How an Outlier Crop of Tamil Filmmakers Have Always Called Out Bad Cops
How an Outlier Crop of Tamil Filmmakers Have Always Called Out Bad Cops
Amid a sea of movies glorifying the overreach of the police, a few gems like the 'Visaranai' stand out.

The zenith of police power is described in an oft-repeated scene in Tamil cinema. A cop struts into the cell. The inmate cowers as he removes his belt and flashes a menacing grin. He enunciates a few chosen expletives and he rolls the belt over his fist. A whip and a flash later, the inmate admits to his crime.

How did a deed that reeked of totalitarian force display gain--not so subtly--acceptance? When the cop wields his power, doesn’t everyone bow?

This was the question running in the mind of filmmaker Vetrimaaran as he wrote the script for Visaranai, a movie that revealed all that was twisted about the criminal justice system, and how abjectly the rights of suspected law violator can be wrung and put up for drying by the police system if they wanted it. Amid a sea of movies that glorified the bad cop, Visaranai (Feb-2016) called him out.
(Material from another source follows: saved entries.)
PR #523, opened 2021-03-05
Add arrow indicating user direction

luandro:
Simply enables `showsUserHeadingIndicator` on [MapboxGL.UserLocation](https://github.com/react-native-mapbox-gl/maps/blob/master/docs/UserLocation.md) component which shows a small arrow which indicates direction the device is pointing relative to north.


ErikSin:
@luandro It seems to be working when I refresh the page. It will show the initial direction of the phone, but if I change direction, I have to refresh the app for the change in direction to be reflected. Does the map, or this component, have a refresh rate that we could increase?

ErikSin:
Closing because another PR was created for this.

Vetrimaaran had dramatized the book of “Auto" Chandrakumar, who had written a book (Lock Up) about the custodial torture he had gone through in the early 80s. The story was deeply impactful for Vetrimaaran, a boy from a small town who looked at the city and its ways with the curious eyes of a five-year-old. “The movie was based on a personal life experiences of Chandrakumar who had gone through the whole procedural torture in the early 80s. He had written a book on them. Nothing has changed. His pain, agony and experiences were set in the early 1980s. This same thing has happened during the Emergency times as well. Police brutality has not changed. The callousness of the cops and their unquestionable power has been increasing day by day to out the world and that is hurting the people…"
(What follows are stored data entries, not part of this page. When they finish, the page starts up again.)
PR #524, opened 2021-03-08
Peer-to-peer upgrades

hackergrrl:
Work-in-progress. The backend (`src/backend/`) is mostly finished & is ready for review.


android/app/src/main/java/com/mapeo/MainApplication.java
```diff
@@ -46,16 +46,12 @@ public boolean getUseDeveloperSupport() {
...
+      // example:
       // packages.add(new MyReactNativePackage());
-
-      // Add unimodules
-      List<ReactPackage> unimodules = Arrays.<ReactPackage>asList(
-        new ModuleRegistryAdapter(mModuleRegistryProvider)
-      );
-      packages.addAll(unimodules);
-
+      packages.add(new ModuleRegistryAdapter(mModuleRegistryProvider));
```
gmaclennan, line 53: Does this actually work? My understanding was that this is a list of modules. These "unimodules" are the `expo-` modules that we use for:

- Camera
- Geolocation (GPS)
- Detecting device rotation for landscape photos

Can we check all of this still works in a build with this option?

android/app/src/main/java/com/mapeo/MainApplication.java
```diff
@@ -75,37 +71,5 @@ public void onCreate() {
     super.onCreate();
     BugsnagReactNative.start(this);
     SoLoader.init(this, /* native exopackage */ false);
-    initializeFlipper(this, getReactNativeHost().getReactInstanceManager());
```
gmaclennan: Any particular reason why we're removing Flipper here?

src/backend/lib/constants.js
```diff
@@ -0,0 +1,36 @@
...
+    Error: 3,
+  },
+
+  Server: {
+    Idle: 1,
+    Sharing: 2,
+    Draining: 3,
+    Error: 4,
+  },
+};
```
gmaclennan: This is a style preference, but I prefer strings for state, because it makes debugging easier. If I log the state value then I know what it is, but when it's a number I need to look it up.

gmaclennan: PS. When I've been writing with Typescript/Flow, then I have dropped using constants, and instead just typed the state variable. Without Typescript I appreciate that using a constant avoids nasty typo errors!

src/backend/lib/local-upgrade-info.js
```diff
@@ -0,0 +1,102 @@
+const path = require("path");
+const fs = require("fs");
+const RWLock = require("rwlock");
+
+const UPGRADE_INFO_FILENAME = require("./constants").UPGRADE_INFO_FILENAME;
```
gmaclennan:
```suggestion
const { UPGRADE_INFO_FILENAME } = require("./constants");
```

Really not bothered about this, but I think most of the code in Mapeo uses destructuring for this kind of import.

src/backend/lib/upgrade-manager.js
```diff
@@ -0,0 +1,147 @@
+const UpgradeStorage = require("./upgrade-storage");
+const UpgradeServer = require("./upgrade-server");
+const UpgradeDownload = require("./upgrade-download");
+const semver = require("semver");
+const log = require("debug")("p2p-upgrades:manager");
+const validate = require("./validate-upgrade-state");
+
+class UpgradeManager {
+  constructor(dir, port, currentVersion, emitFn, listenFn, removeFn) {
```
gmaclennan:
```suggestion
  constructor({ dir, port, currentVersion, emitFn, listenFn, removeFn}) {
```

Code style pref: With this many arguments it is easy for a mistake to creep in when calling the constructor by missing an argument or getting them in the wrong order (I've spent some time debugging issues like this). Passing arguments as properties on an `options` object has less chance of error, and is easy with destructuring like this.

src/backend/package.json
```diff
@@ -9,29 +9,42 @@
...
   "license": "MIT",
+  "scripts": {
+    "lint": "eslint *.js \"lib/*.js\" \"test/*.js\"",
+    "test": "tape \"test/*.js\""
+  },
   "dependencies": {
     "@bugsnag/js": "^6.3.1",
     "bindings-noderify-nodejs-mobile": "^10.3.0",
-    "debug": "^4.1.1",
-    "discovery-swarm": "6.0.0",
```
gmaclennan, line 19: I remember this was in here to lock the version of discovery-swarm used by mapeo-core, since we were seeing errors in ^6.0.0. Do you know if the original issue was resolved? I only have vague memories of this.

src/backend/server.js
```diff
@@ -131,10 +142,61 @@ function createServer({ privateStorage, sharedStorage, flavor }) {
...
+      const listenFn = rnBridge.channel.on.bind(rnBridge.channel);
+      const removeFn = rnBridge.channel.removeListener.bind(rnBridge.channel);
+      upgradeManager = new UpgradeManager(
+        upgradePath,
+        port,
+        version,
+        emitFn,
+        listenFn,
+        removeFn
+      );
```
gmaclennan: This architecture makes me nervous... I came here looking for the boundary between UpgradeManager and the `backend/server.js` code that hooks up the front-end. Giving UpgradeManager responsibility for managing listeners on the IPC channel feels prone to bugs, and figuring out exactly when and how events are emitted to the front-end is harder to follow. Is there a different way of implementing this?

src/frontend/api.js
```diff
@@ -6,13 +6,18 @@ import nodejs from "nodejs-mobile-react-native";
...
+import AppInfo from "./lib/AppInfo";
 
 import type {
   Preset,
   Field,
   Metadata,
   Messages,
 } from "./context/ConfigContext";
+
+import { version as APP_VERSION } from "../../package.json";
```
gmaclennan, line 19: The actual version of Mapeo Mobile (returned by `react-native-device-info`) includes a build number, e.g. `2.4.1.839`. There are scenarios where we might have a broken build and release a new build that only increments the build number. Also, we _may_ change the build process where the version in `package.json` is not kept in sync, so I think better to read the version from `DeviceInfo` which will always be set.

src/frontend/api.js
```diff
@@ -137,6 +142,19 @@ export function Api({
...
+    const apkName = "mapeo.apk";
+    const tmpApkPath = `${tmpDir}/${apkName}`;
+    await RNFS.mkdir(tmpDir);
+    log("+++ 6");
+    await RNFS.copyFile(AppInfo.sourceDir, tmpApkPath);
+    log("+++ 7");
+    // await RNFS.unlink(tmpDir);
+    nodejs.channel.post("apk-ready", tmpApkPath, APP_VERSION);
+  });
+
```
gmaclennan: Why do the file copy in front-end code rather than nodejs-mobile? This feels like it belongs in the backend.

gmaclennan (commented):
Wow @noffle this is a massive amount of work! I only had 30 mins just now to do a very quick read through and leave initial comments. I was actually here reading through to answer https://github.com/digidem/mapeo-mobile/issues/528 and https://github.com/digidem/mapeo-mobile/issues/529, but it may be until next week that I can do a more thorough review of this, so I thought I would leave the thoughts/comments that came to me on the first read here as a starter. I'll answer your #528 #529 directly now that I have some understanding of the code.

android/app/src/main/java/com/mapeo/MainApplication.java
hackergrrl: `git blame` shows that this was code you wrote (maybe for the `share-apk` branch?). I don't know what any of this does :D

Results
- Camera: yes
- GPS: yes
- Orientation: yes

android/app/src/main/java/com/mapeo/MainApplication.java
hackergrrl: I think these java changes are all because of the drift from the original `share-apk` branch that this branch is based on, and `develop`. I'm going to to restore this code.

src/backend/lib/constants.js
hackergrrl: Good idea! I'll change it over.

src/backend/server.js
hackergrrl: What bugs is this prone to?

src/frontend/api.js
hackergrrl: This is how it was done in the `share-apk` branch you wrote, so I kept it here, since it worked fine.

hackergrrl (commented):
Looking over the full diff, I think there's a bunch of junk code from the `share-apk` branch I based this off of, so I appreciate the "why is this even here?" style comments :)

gmaclennan:
@noffle, sorry my review of this is coming in drips and drabs, but I wanted to get initial thoughts to you rather than delaying to get you everything at once.

As I mentioned on our call right now, I really like how the code is structured here, and that everything is essentially behind the `upgrade-manager.js`, i.e. there is a clear boundary between the upgrade code and the rest of the app. However, with the current patterns of passing `emitFn, listenFn, removeFn` to `UpgradeManager`, the API surface is not very clear.

I think it would be easier for others who develop the app if there is a clear public API to `UpgradeManager`, and we do the wiring up with the nodejs RPC outside it. That way also the implementation of `UpgradeManager` is not tied to how we have implemented communication between frontend-backend.

As I understand it, `UpgradeManager` provides 3 public methods:

1. `getState()`
2. `startServices()`
3. `stopServices()`

And it is an event emitter that emits two types of event:

1. `state`
2. `error`

I think we should write it as such, and then, outside of `upgrade-manager.js` in `src/backend/server.js` write the wiring up code, e.g. 

```js
rnBridge.channel.on('p2p-upgrade::get-state', () => {
  rnBridge.channel.post('p2p-upgrade::state', upgradeManager.getState())
})
upgradeManager.on('state', state => {
  rnBridge.channel.post('p2p-upgrade::state', state)
}
```

That way also the code in `server.js` is responsible for cleaning up these listeners on close (which it already does for other RPC listeners)

gmaclennan:
The other point I mentioned is the copying of the APK. This was only necessary for the testing that I did sharing the APK via the Android Share dialog - I needed to move the APK into a different part of Android storage so that I could add fileshare permissions (that is what the [`filepaths.xml`](https://github.com/digidem/mapeo-mobile/pull/524/files#diff-a029272cc71f7b06d507bc9b3507570edd16da59c9a85c0cac4fba592864b30c) code is about - it is letting Android know that we want the app to be able to share files in these folders with other apps via the Android Share screen - again this is not necessary now)

The nodejs process should be able to read the APK in its original location, so no need for the copy step. Only the frontend knows where this file is, but rather than have a back-and-forth when you start the upgrade manager, I suggest that we pass the APK path as part of the `config` rnBridge call:

https://github.com/digidem/mapeo-mobile/blob/share-apk-p2p/src/backend/index.js#L75
https://github.com/digidem/mapeo-mobile/blob/share-apk-p2p/src/frontend/api.js#L239

That way you can pass the APK path as a parameter when you first create a new `UpgradeManager` instance. I think you could remove the `apkReady` function in `server.js` if you did this.

hackergrrl:
This is great news -- it will simplify things considerably.

hackergrrl:
Agreed, I like this approach.

gmaclennan:
> Agreed, I like this approach.

Ok, great. In terms of the throttle of state events, I think then the place to put it is to throttle the function passed to the event handler `upgradeManager.on('state', throttledFunction)` -- I can do this once you change the API.

gmaclennan:
For discussion: How to handle different version numbers?

Mapeo version names are set at build time, and there are 3 types of releases we make:

1. **"Production" releases**: These have the format `{major}.{minor}.{patch}.{buildNumber}` where `buildNumber` is an integer that is guaranteed to increment for every build (including builds of the other "non-production" releases)
2. **Release Candidates**: Format `{major}.{minor}.{patch}-RC.{buildNumber}`. The `{major}.{minor}.{patch}` portion is the target production release version. Each subsequent build of an RC (e.g. for fixing bugs identified in QA) will keep the same `{major}.{minor}.{patch}` but `buildNumber` will increment.
3. **Internal test builds**: These are built for every PR against the `develop` branch, and they have the version format: `internal.{buildNumber}`. These are used to test a specific feature before a PR is merged.

I think the upgrade logic that makes most sense to me is:

1. Production releases only update to newer production releases. We could use _only_ the build number for this (since it is guaranteed to increment for every new production release), but in the future we might want to use the major/minor/patch in order to have different behaviour based on that (e.g. we might treat a major update differently from a minor in the UX)
2. Release candidate releases should update to newer RCs _for the same `{major}.{minor}.{patch}`_, but if the major/minor/patch changes they should be ignored.
3. Internal test builds should update to a newer internal test build from the same PR, based on the incrementing build number.

Since these version numbers are set as part of our CI build, when testing local builds, the version name will be `0.0.0` by default. In order to build locally with a different version name, set the `ANDROID_VERSION_NAME` env variable, e.g. `ANDROID_VERSION_NAME=1.1.0.0 npm run android` will build an APK where `DeviceInfo.version()` returns `1.1.0.0`.

I think the current version naming scheme is confusing and hard to parse (due to not being clearly defined). I propose that we switch to semver compatible versions, see https://github.com/digidem/mapeo-mobile/issues/554

hackergrrl:
Sounds good to me!

gmaclennan:
@noffle Can we remove this commit from here: https://github.com/digidem/mapeo-mobile/commit/28271b1a0166228bc05847208247bde55d3ccec7 This was just an experiment and the code is unfinished (I was trying to learn how to check signatures on the APK, but installing an incorrectly signed APK will not work anyway).

hackergrrl:
@gmaclennan sure! pushed a revert commit!

src/backend/lib/upgrade-server.js
```diff
@@ -0,0 +1,271 @@
...
+        }
+      }
+
+      function stop() {
+        log("drain: stopping..");
+
+        clearInterval(this.announceInterval);
+        this.announceInterval = null;
+
+        // XXX: 'unannounce' seems to always return an error here; ignoring.
```
gmaclennan, line 125: Yes, I checked the dns-discovery code, and there is a bug where this will always return an error (because `success` is never set to true on the unannounce path when no servers are defined) and will never emit `unannounce`. https://github.com/mafintosh/dns-discovery/blob/master/index.js#L425-L482

src/backend/lib/upgrade-server.js
```diff
@@ -0,0 +1,271 @@
...
+        this.discovery.unannounce(DISCOVERY_KEY, this.port, _ => {
+          log("drain: ..discovery unannounced");
+          this.discovery.destroy(err => {
+            if (err) {
```
gmaclennan, line 129: The destroy callback never has any arguments (`err` will always be undefined) see https://github.com/mafintosh/dns-discovery/blob/master/index.js#L605-L625

src/backend/lib/upgrade-download.js
```diff
@@ -0,0 +1,303 @@
...
+          next(null, chunk);
+        });
+        const ws = this.storage.createApkWriteStream(
+          filename,
+          option.version,
+          option.hash,
+          err => {
+            if (err) this.setState(UpgradeState.Download.Error, err);
+            else this.setState(UpgradeState.Download.Downloaded, null);
+          }
```
gmaclennan: It doesn't seem to make sense to mix a stream and a callback, because we end up with two ways this completes: when the `pump` pipeline completes, and then when this callback is called, which happen at different times. I feel like `createApkWriteStream` should return a writable stream which will `finish` when the APK is written.

gmaclennan (commented):
I've had a chance to more thoroughly review the code in this PR. It took me a while because it is so large and complex.

### State modelling

I think some states are not being modelled, which is a problem because the behaviour in these states is hard to understand from the code and can result in unexpected behavior when things happen suring this missing states.

Specifically: I can see 4 states in the `Search` module:

1. `IDLE`
2. `STARTING`
3. `SEARCHING`
4. `STOPPING`

(and maybe `ERROR` if it is possible for an un-recoverable error to happen)

Currently the code works around not being explicit about these states by using the `rwlock` module, however this makes it unclear about what will happen as a result of any action in these states. E.g. what does the `onPeer` event do if the state is in `STARTING` or `STOPPING`. Right now that requires understanding how the `rwlock` module works and the rules that it follows (parallel reads, but only after writes are complete) and requires knowing the exact order of the history e.g. what happens when onPeer is called after reset is called but before it has started?

Similarly the state model for the `Server` class is missing the `STARTING` state. Again the work-around using `rwlock` makes it hard to reason about what is happening and catch bugs.

I think using `rwlock` as a way to update state makes it hard to reason with the code and introduces the possibility of bugs, due to the difficulty to model what happens in the transition states. It essentially queues up state updates and reads, but in a way that is not that obvious and might not be what we actually want.

Can we explicitly model these transition states, and then we can be explicit in the other methods (e.g. `onPeer` or the server methods) about what happens in these states.

### Version comparison

There are a few places with logic to compare versions: in `upgrade-download.js`, `upgrade-storage.js` and in `upgrade-manager.js` (although this is just a semver compare here). Can we use a single function for comparing versions everywhere, otherwise I see this as being easy to miss if we want to change the comparison logic in the future.

Also the current logic in the `Check.check()` method seems to just randomly choose an available option from storage, rather than the most recent (it filters the available upgrades then picks the one at index `0`).

### Storage and checks

It might be useful to make the `Storage` class stateful, so that it can maintain a state about the available upgrades to avoid the need for the `Check` class.

E.g. if `Storage` had a `availableUpgrades` state, that was emitted every time that it changes e.g.

- After initial startup and read of the disk
- When `createApkWriteStream` successfully completes

This way the upgrade manager would only need to listen for changes in the storage state to know when an upgrade is available, and it would not need the coordination between the `Check` module and the `Storage` module.

gmaclennan:
Superseded by #595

Vetrimaaran had grown up in an era where Tamil Cinema was fixated on archetypal cop-villain faceoffs. A villain had to be a non-state actor, someone from another country, or at least another state. The villain cannot be the neighbourhood police officer. Even now, Tamil Cinema has the trapping: a villain has to be a Hindi-speaking thug. Vetrimaaran was hunting for stories closer home: “ As a boy from a small town, I saw the power of police being used in the right and wrong ways. I have seen both. When the power given to police is used wrongly. it bothered me a lot. What made me do Visaranai film was this boy refusing to follow the instructions of the Police, an abject surrender... Once we started working on it, so many people came out and said this happened to me..that happened to me..."
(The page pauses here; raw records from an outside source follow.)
PR #526, opened 2021-03-16
feat: Setting to choose coordinate display format

luandro:
This adds the ability to change the coordinate system, saving to AsyncStorage the selected option.

- [x] Add coordinate system page to settings with ability to change between LatLon, UTM, DMS, DD
- [x] Change coords on observation screens based on setting
- [x] Change coords on GPS screen based on setting


hackergrrl:
I don't feel super qualified to review this, but it looks good to me! If it all seems to be working in your manual tests, I think it's ok to merge now.

cc @gmaclennan to take a look over when he's back.

gmaclennan:
Hi! I'm back! Great work on this @luandro! I haven't installed this or checked the code yet, but based purely on the screenshots a couple of comments:

- "Latitude and Longitude" and "Decimal Degrees" are the same thing. DMS is also Latitude and Longitude. Basically DMS and Decimal Degrees are two ways or writing lat & lon.
- I think we should round decimal degrees to 6 decimal places (see https://wiki.openstreetmap.org/wiki/Precision_of_coordinates). That is about 10cm precision at the equator, which is way more than our GPS precision anyway.
- Just to make sure that we show decimals on DMS coordinates, e.g. 0°00′00.004″. We should show 3 decimal places here to match the same precision as DD.
- There are lots of ways to format / write DMS (see https://github.com/gmaclennan/parse-dms/blob/master/test/index.js) but I think `DD°MM′SS.sss″ N DD°MM′SS.sss″ W` makes the most sense. Latitude is first when writing DMS (most of the time!)
- There is controversy about whether to write decimal degrees as lon/lat or lat/lon. The "traditionalists" say lat/lon, which is "y-axis" first, but most computer code expects Longitude first (e.g. x-axis first). I would lean towards lon first. Not sure what the best way is to format this so that it is clear to the user, could you do some research into ways of formatting / writing decimal degrees?
-

gmaclennan:
Also we should put this data (selected coordinate system) in React Context, and the hook should read from there. I can talk through the reasons for this and how to do this on our next check-in.

luandro:
> "Latitude and Longitude" and "Decimal Degrees" are the same thing. DMS is also Latitude and Longitude. Basically DMS and Decimal Degrees are two ways or writing lat & lon.

lol thanks, was really confused that both looked exactly the same.

> I think we should round decimal degrees to 6 decimal places 

Makes a lot of sense.

> Just to make sure that we show decimals on DMS coordinates, e.g. 0°00′00.004″. We should show 3 decimal places here to match the same precision as DD.

:+1:

 > could you do some research into ways of formatting / writing decimal degrees?

In relation to what comes first (lat or long):
- [answers.com](https://www.answers.com/Q/What_goes_first_Longitude_or_Latitude)
- [gis.stackexchange.com](https://gis.stackexchange.com/questions/7379/why-latitude-longitude-and-not-the-other-way-round)
- [quora.com](https://www.quora.com/Which-came-first-latitude-or-longitude)
- [stackoverflow.com](https://stackoverflow.com/questions/7309121/preferred-order-of-writing-latitude-longitude-tuples-in-gis-services)
- [docs.geotools.org](http://docs.geotools.org/latest/userguide/library/referencing/order.html)

My interpratation:

Lat/Long is commonly used because Latitute was discovered first, as has been used first since.

Long/Lat is also commonly used because of  conventional math (ie, f(x ,y, z)).

I think lat/long will make more sense for the user, while long/lat will make more sense for a machine. Thoughts @gmaclennan, as you have more experience? @rudokemper might also have some thought on this.

rudokemper:
In my experience, latitude is generally always written out first, conforming to your observations on user expectations @luandro. But that might be specific to the contexts where I have done GIS work (Suriname, Brazil, Colombia, and now Kenya). But even experienced GIS specialists get lat & long confused all the time, and have to look up which is which, haha..

src/frontend/lib/utils.js
```diff
@@ -143,6 +158,38 @@ export function formatCoords({
...
+}
+
+export function formatCoords({
+  lon,
+  lat,
+  format = "utm",
+}: {
+  lon: number,
+  lat: number,
+  format?: "utm",
```
gmaclennan:
```suggestion
  format?: "utm" | "latlon" | "dms",
```

luandro:
Todo:

- [x] Add settings context, and have the coordinate config live there
- [x] Rename LatLog to Decimal Degrees
- [x] Pass lat lon as object to coordinate format functions

Forgetting anything @gmaclennan?

src/frontend/lib/utils.js
luandro: :+1:

luandro:
Had a bit of a hard time updating my knowledge on React hooks, but all worked out. Ready for another review @gmaclennan.

src/frontend/context/SettingsContext.js
```diff
@@ -0,0 +1,84 @@
...
+const saveData = async value => {
+  try {
+    const stringified = JSON.stringify(value);
+    await AsyncStorage.setItem(STORE_KEY, stringified);
+    return value;
+  } catch (e) {
+    console.log("Failed to save the data to the storage");
+  }
+};
+
```
gmaclennan: There is already a `usePersistedState` hook, so best use that rather than have two different implementations of this.

src/frontend/context/SettingsContext.js
```diff
@@ -0,0 +1,84 @@
...
+    if (didMountRef.current) {
+      saveData(contextValue[0]);
+    } else {
+      didMountRef.current = true;
+      getData(dispatch);
+    }
+  }, [contextValue]);
+  return (
+    <SettingsContext.Provider
+      value={{ settings: contextValue[0], dispatch: contextValue[1] }}
```
gmaclennan: This creates a new object on every render

src/frontend/lib/utils.js
```diff
@@ -121,15 +121,30 @@ export function getLastPhotoAttachment(
...
+function toDegreesMinutesAndSeconds(coordinate) {
+  const absolute = Math.abs(coordinate);
+  const degrees = Math.floor(absolute);
+  const minutesNotTruncated = (absolute - degrees) * 60;
+  const minutes = Math.floor(minutesNotTruncated);
+  const seconds = (minutesNotTruncated - minutes) * 60;
+  const decimals = 3;
+  const formattedSeconds = Number(
+    Math.round(seconds + "e" + decimals) + "e-" + decimals
+  );
```
gmaclennan: Why not `seconds.toFixed(3)`?

src/frontend/sharedComponents/LocationField.js
```diff
@@ -55,6 +58,7 @@ const LocationField = ({ children }: Props) => {
   return children({
     longitude: value.lon,
     latitude: value.lat,
+    system: coordinateSystem,
```
gmaclennan: This doesn't really belong here, because this component has nothing to do with the display of coordinates. To separate concerns, I think it's better to keep this in the `<LocationView>` component

gmaclennan (commented):
Adding my feedback here that I shared over Slack, so there's a record of it. I've fixed this up myself and I'm just testing locally before pushing.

While Vetrimaaran had the craft to make Visaranai a compelling film, the real experience lies with Chandrakumar, who spent months in a jail in Guntur in Andhra Pradesh for a theft crime that he swore he did not commit. “There are many forms and intentions of torture. In my torture, killing me was not their motive; breaking my spirit was their intention. The ultimate aim was to make me say something they wanted heard… to become a man they wanted me to be. To bring my soul under their authority." he told CNN News18.

Speaking of his own story, Chandrakumar said only about a third of what was in his book became Visaranai. “The torture happened forty years ago… but I remember what happened...They'll make us sit with our backs to the wall and legs stretched out together. A man sits astride our laps to hold us down. They'll focus on the top-end of our feet and rain blows. Each will send up a shock that reach our scalps. Kneecaps, knuckles, and other areas with sensitivity will be targeted. The flesh at the points where the blows landed had decomposed over time, leaving behind barren holes. I knew of a remedy that I'd learnt when I was young. It was Siddha. You convert the lathi-wound into a burn, so that it heals over. Hot coal is sharpened to have pointed ends and laid on the wounds to enable the flesh and skin to tide over the wounds..."

Vetrimaaran belongs in a crop of moviemakers, populated by the eccentric Mysskin and the tenacious Ram, who have attempted to portray the anomalies in the criminal justice system as they were; secondly, this crop makes an honest bid for realism in their movies. No one is overtly heroic-- the protagonists are shown with their warts. As far as police brutality is concerned, Vetrimaaran believes Tamil Cinema needs to do a soul-searching: “First and foremost...film writers and actors should stop glorifying custodial violence and police brutality in the name of heroism. Cops trying to take the judicial system in hand are being glorified as the greatest heroes on screen...every cop is doing that, feeding the wrong notion in people... and it feels right for the common man when a cop does this. However grave the mistake is or unpardonable of the mistakes..but there is a system. You put that man in the court!"